MAN OF THE HOUSE
by Robert A. Nowotny
MAN OF THE HOUSE is the first film in cinema history shot in
“Bevo-vision”. Yes, for the first time ever
the University of Texas at Austin has given Hollywood filmmakers
full and unrestricted use of the college's name, facilities,
uniforms and traditions. Alas, too bad they selected this
particular production to do so.
To begin with, the screenplay is so poorly constructed the 1999
Texas A&M Bonfire looks good in comparison. Meandering
more than a lazy float down the Guadeloupe River in August, the
underlying story misfires on almost every occasion. Too bad
Charles Whitman wasn't available to help.

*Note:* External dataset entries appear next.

PR #296, opened 2021-12-08
Add Rounding Methods

ghickman:
This adds the rounding methods `round_to_first_of_month` and `round_to_first_of_year` to PatientSeries, with implementations for both mssql and spark query engines.

We went with query engine specific implementations because we couldn't see a way to make the changes in a generic way.

### DIFF
--- a/databuilder/query_engines/mssql.py
+++ b/databuilder/query_engines/mssql.py
@@ -1,5 +1,9 @@
 import contextlib
 
+import sqlalchemy
+from sqlalchemy.sql.expression import type_coerce
+
+from .. import sqlalchemy_types
 from .base_sql import BaseSQLQueryEngine
 from .mssql_dialect import MSSQLDialect
 from .mssql_lib import fetch_results_in_batches, write_query_to_table
@@ -61,3 +65,14 @@ class MssqlQueryEngine(BaseSQLQueryEngine):
             # the normal manner
             with super().execute_query() as results:
                 yield results
+
+    def round_to_first_of_month(self, date):
+        date = type_coerce(date, sqlalchemy_types.Date())
+
+        first_of_month = sqlalchemy.func.datefromparts(
+            sqlalchemy.func.year(date),
+            sqlalchemy.func.month(date),
+            1,
+        )
+
+        return type_coerce(first_of_month, sqlalchemy_types.Date())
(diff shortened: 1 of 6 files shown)


benbc (approved):
Looks good, thank you.

Please could you add some more test cases to try to hit edge cases. I'm thinking in particular of first/last day of month and first/last month of year.

ghickman:
@benbc – updated with some edge cases, any others I could add?

benbc:
Since the first day of month calculation includes going back to the _previous_ month (and then forward again), I think we should include cases where that previous month is special. So: a date in March (to hit February weirdness, with and without it being a leap year) and a date in January (to check that it goes okay over the year boundary).

databuilder/query_engines/mssql.py
```diff
@@ -61,3 +65,33 @@ def execute_query(self):
...
+        )
+
+        # set month to first month of the year
+        first_of_year = sqlalchemy.func.dateadd(
+            sqlalchemy.literal_column("MONTH"),
+            -(sqlalchemy.func.month(date) - 1),
+            first_of_month,
+        )
+
+        return type_coerce(first_of_year, sqlalchemy_types.Date())
```
inglesp, line 97: We do something simpler [in v1](
https://github.com/opensafely-core/cohort-extractor/blob/main/cohortextractor/date_expressions.py#L325-L326
): 

```
    def date_function_first_day_of_year(self, date):
        return f"DATEFROMPARTS(YEAR({date}), 1, 1)"
```

In fact, seeing this I wonder whether we couldn't do the same for `round_to_first_of_month` too.

@evansd might know why we used `f"DATEADD(DAY, 1, EOMONTH({date}, -1))"` in v1.

evansd: I have no idea. My only thought is that in the `DATEFROMPARTS` solution the `{date}` expression needs to occur twice and it may itself be a complex expression with a bunch of different nested CASE statements etc. But presumably the database is quite capable of optimising this away, so other than making the SQL hard to read it probably doesn't matter.

ghickman: Rewrote both the MSSQL methods to use `DATEFROMPARTS`, seems a lot cleaner in the code 👍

It is obvious the studio knew they had a mess on their hands
since the initial theatrical release received about as much
fanfare as this year's Baylor University football recruiting
class. I cannot help but wonder if some of the Asian-born Sony
Executives found their faces turning Burnt Orange in
embarrassment. Most perplexing of all are the scenes with Cedric
the Entertainer. They are as out of place as Bob Stoops having
dinner at Threadgills. There's also a scene where the long arm of
the law retrieves a cell phone from the business end of one of
Bevo's cousins that is questionable at best. Thank God this film
wasn't shot in 3-D.
Tommy Lee Jones plays a Texas Ranger (the law enforcement kind,
not the steroid-addicted kind) who must housesit five incredibly
sassy-but-oh-so-alluring Longhorn cheerleaders. One of the
remarkable things about MAN OF THE HOUSE is that
testosterone-oozing Tommy Lee never seems to be even remotely
aroused while literally surrounded by this bevy of beguiling
beefcakes. My guess is that craft service kept copious quantities
of saltpeter on hand.
To be fair, Tommy Lee's deadpan demeanor and the curvy cuties'
eye candy combine for a number of entertaining moments. With
bellies flatter than Lubbock, this quintet of coed quintessence
declare, “We must maintain navel visibility”.
While this line of dialogue sounds like the President describing
the presence of the U.S. Navy's Eighth Fleet in the Mediterranean,
I, for one, am glad they succeed in doing so throughout the
97-minute running time. Without question, every one of these five
nubile young actresses is as tasty as the cheese enchiladas at El
Patio.
On a personal note, the multitude of Austin locations and campus
sites brought back fond memories of my own glorious days chasing
young twenty somethings at the old Forty Acres. Director Steve
Herek also attended the University of Texas at Austin, but
apparently he did not graduate. Chalk one up for UT maintaining a
modicum of academic standards.
MAN OF THE HOUSE is by no means the worst film of the year, nor
is it anywhere close to being the best. In the final analysis I
find it to be the cinematic equivalent to having a blind date with
a Gamma Phi Beta. You know you aren't at the top of the heep, but
there can be some fun moments along the way.